13: Des princes de Hesse. This is a mistake, if Hugo means that a prince of Hesse was one of the electors, as there were none of that house until 1803, when Landgrave William IX of Hesse-Cassel became Elector with the title William I.
14: Dans ma peau de lion emporter comme Hercule. Hugo probably alludes here to the story of Hercules and the Cercopes, two mischievous gnomes who annoyed Hercules in his sleep and were captured by him and given to Omphale.
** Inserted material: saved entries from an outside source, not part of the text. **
PR #655, opened 2026-08-23
Desktop icons: one reading order per canvas, and a bounded scan

AllTerrainDeveloper:
## The symptom

The wallpaper icons arrive **as a row across the top** on some page loads and as columns on others — same install, same icons, no setting changed.

## What was actually wrong

Three allocators disagreed about the desktop grid, and whichever ran last decided what the user saw.

**`FilesLayer.reflow()` is the visible half.** It rescues tiles whose stored coordinates fall outside the canvas — the layer is `position: absolute; inset: 0` and does not scroll, so a tile past an edge isn't below a fold, it's gone. But it repacked **row-major** whatever surface it was rescuing, so a single out-of-range tile flipped the entire wallpaper. It is deliberately not persisted, so it re-derived that verdict on every boot and every resize: the desktop flipped between rows and columns as the window height crossed the threshold.

**The server is why a tile was out of range at all.** `openstation_files_auto_place_orphans()` packed a column *999 cells deep* for a viewport it never asked about, so any desktop with more root items than fit in one visible column always had one stored below the bottom edge. It was also still on the **96 × 110** pitch the client left behind when the grid was unified at **108 × 120**, so its coordinates landed off-grid — and from the seventh row down two server rows aliased onto one client cell and had to be displaced on sight.

## The fix

- **An order is a property of the canvas, not of the operation.** `orderForFolder()` answers once — columns on the wallpaper, rows in a folder window — and every path that allocates a cell goes through it: drops, sorts, collision displacement on repaint, and the rescue. `nextFreeCell()` / `packCells()` replace the three hand-rolled allocator loops that each carried their own answer.
- **A scan is bounded by the canvas, and an unmeasurable canvas is not a one-cell canvas.** A host that isn't laid out yet reports `0`; the old `floor( ( 0 - 16 ) / 120 )` clamped up to `1`, and a column-major scan one row tall *is* a row. `GRID_FALLBACK_ROWS` / `GRID_FALLBACK_COLS` are what a caller with nothing to measure gets — the server always, the client before first layout. Small on purpose: wrapping a cell early costs a column, wrapping a cell late loses a tile.
- **`includes/desktop-files/grid.php`** is the PHP mirror of `src/desktop-files/grid.ts` — same pitch, same fallbacks, same order. `store.php` and `shares-store.php` had a copy of the maths each; both now consume it.
- **The rescue measures the tile box, not the cell box.** A cell carries the gap that separates it from the next one, and a tile in the last row has nothing after it — asking whether its gap fits condemned a fully-visible tile and repacked the canvas around it.

## Not changed, deliberately

A stored coordinate stays a **pixel** at render time. Resolving it through `pointToCell()` would land old-pitch rows on today's grid for free — and would also take away the off-grid manual positioning `buildOccupiedSet()` documents and the `tiles position from x/y` test pins. Coordinates written on the old pitch heal on the next drag, sort, or rescue; moving them wholesale needs a migration, not a render-time reinterpretation. Happy to write that migration as a follow-up if we want the tighter spacing gone immediately.

## Tests

- `tests/vitest/grid-order.test.ts` (new, 11 tests) — order per canvas, bounded scans, and the zero-height-host degeneracy that turned the column into a row.
- `tests/phpunit/tests/desktopFilesGrid.php` (new, 9 tests) — **parses the TypeScript**, so a number moving in one language and not the other fails a test that names the other one. Includes "no slot is ever invented past the assumed canvas", which is the server-side defect in one assertion.
- Full suites green: **4817 vitest**, **2381 PHPUnit**, `lint`, `lint:php`, `typecheck`, `build`.

## Docs

`docs/files-on-desktop.md` gains a **Reading order** section (the table, the two rules, and why the fallbacks are small), and the two places that described row-major packing as universal now point at it.

<a href="https://playground.wordpress.net?blueprint-url=data:application/json,%7B%22%24schema%22%3A%22https%3A%2F%2Fplayground.wordpress.net%2Fblueprint-schema.json%22%2C%22landingPage%22%3A%22%2Fopenstation%2F%22%2C%22preferredVersions%22%3A%7B%22php%22%3A%228.3%22%2C%22wp%22%3A%22latest%22%7D%2C%22features%22%3A%7B%22networking%22%3Atrue%7D%2C%22siteOptions%22%3A%7B%22blogname%22%3A%22OpenStation%22%7D%2C%22steps%22%3A%5B%7B%22step%22%3A%22login%22%2C%22username%22%3A%22admin%22%2C%22password%22%3A%22password%22%7D%2C%7B%22step%22%3A%22installPlugin%22%2C%22pluginData%22%3A%7B%22resource%22%3A%22url%22%2C%22url%22%3A%22https%3A%2F%2Fgithub.com%2FWordPress%2Fopenstation%2Freleases%2Fdownload%2Fci-artifacts%2Fpr-655-527840a801b8180167c491d3a3d49d3d1ed7cb10.zip%22%7D%2C%22options%22%3A%7B%22activate%22%3Atrue%7D%7D%5D%7D" target="_blank" rel="noopener noreferrer">
</a>

### DIFF
--- a/assets/css/os-settings.css
+++ b/assets/css/os-settings.css
@@ -1022,6 +1022,90 @@
 }
 
 /*
+ * Missing-import warner demo — the sentence and the snippet it talks
+ * about, in the section box.
+ *
+ * The snippet is shown because the section's whole subject is three
+ * tags and it used to show none of them: the live copies have to be
+ * real elements for the warner to fire, and a real element is exactly
+ * what cannot be read, so the box sat empty under a sentence pointing
+ * at nothing.
+ *
+ * One column by default; two equal halves once the window is wide
+ * enough for the prose to still have a paragraph's worth of room
+ * beside the code.
+ *
+ * Both tracks are `1fr` — the split is the box in half, and neither
+ * side carries a fixed width. A hard cap on the prose would leave a
+ * gutter of nothing between two columns that both had more to say.
+ * `minmax( 0, … )` on each so a long line of code shrinks the track to
+ * its share and scrolls inside the `<pre>` rather than pushing the
+ * grid wider than the section box.
+ *
+ * The container is the OS Settings WINDOW (`container-type` further
+ * down this file), not the viewport: this panel is a window inside the
+ * shell, so window width is the only width that moves here.
+ */
+.os-settings__help-warner {
+	display: grid;
+	gap: 16px;
+	align-items: start;
+}
+
+@container (min-width: 1350px) {
+	.os-settings__help-warner {
+		grid-template-columns: minmax( 0, 1fr ) minmax( 0, 1fr );
+	}
+}
+
+.os-settings__help-warner-text {
+	margin: 0;
+	font-size: 14px;
+	line-height: 1.55;
+	color: var( --os-ui-fg-muted, #646970 );
+}
+
+/*
+ * `overflow-x: auto` rather than wrapping: the first tag is 56
+ * characters of deliberately absurd component name, and breaking a tag
+ * across lines turns the one thing the reader is here to recognise
+ * into two things. The section box clips (`::part( body )` sets
+ * `overflow: hidden`), so the scroll has to live on the `<pre>`.
+ */
+.os-settings__help-warner-code {
+	margin: 0;
+	padding: 12px 14px;
+	overflow-x: auto;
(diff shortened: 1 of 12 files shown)


AllTerrainDeveloper:
@claude can you review?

Baumeister (Denkmäler des klassischen Alterthums, Vol. 1. p. 664) thinks that these impish creatures may have been monkeys. I can find no statement that Hercules carried them off in his lion's skin, but he is said to have strung them by their feet to a pole.
15: Triboulet, a deformed court jester of King Francis I of France, and the grotesque hero of Hugo's play «Le Roi s'amuse». Translate: «would be a head shorter than Triboulet himself».
16: Gand, Tolède, Salamanque, Ghent, Toledo, Salamanca.
17: For cacophony this line would be hard to beat. It sounds like the croaking of frogs; and there is no reason apparent why the author should indulge in such a hideous eccentricity.
18: sauf, plus tard, à les reprendre, «with the mental reservation that I might take them back».
19: Vous vous couvrez? The wily Ricardo, hearing the king address him familiarly with tu (l. 17), which was the form of address from the kings of Spain to grandees, whom they also called «cousin», puts on his hat in the king's presence—another privilege of a grandee.
20: Baste, «enough», from the Italian basta.
21: Peut-être on voudra d'un César. «Perhaps she will put up with an emperor.»
22: Ce Corneille Agrippa pourtant en sait bien long! «And yet this Cornelius Agrippa has great insight!» Heinrich Cornelius Agrippa von Nettesheim, born 1486 at Cologne, died 1535 at Grenoble, was a celebrated scholar, who filled various offices, of more or less doubtful character, under the Emperor Maximilian I. and Francis I. He wrote a satire «De incertitudine et vanitate scientiarum», and a work against witchcraft, «De occulta philosophia», but had the reputation of being a magician himself.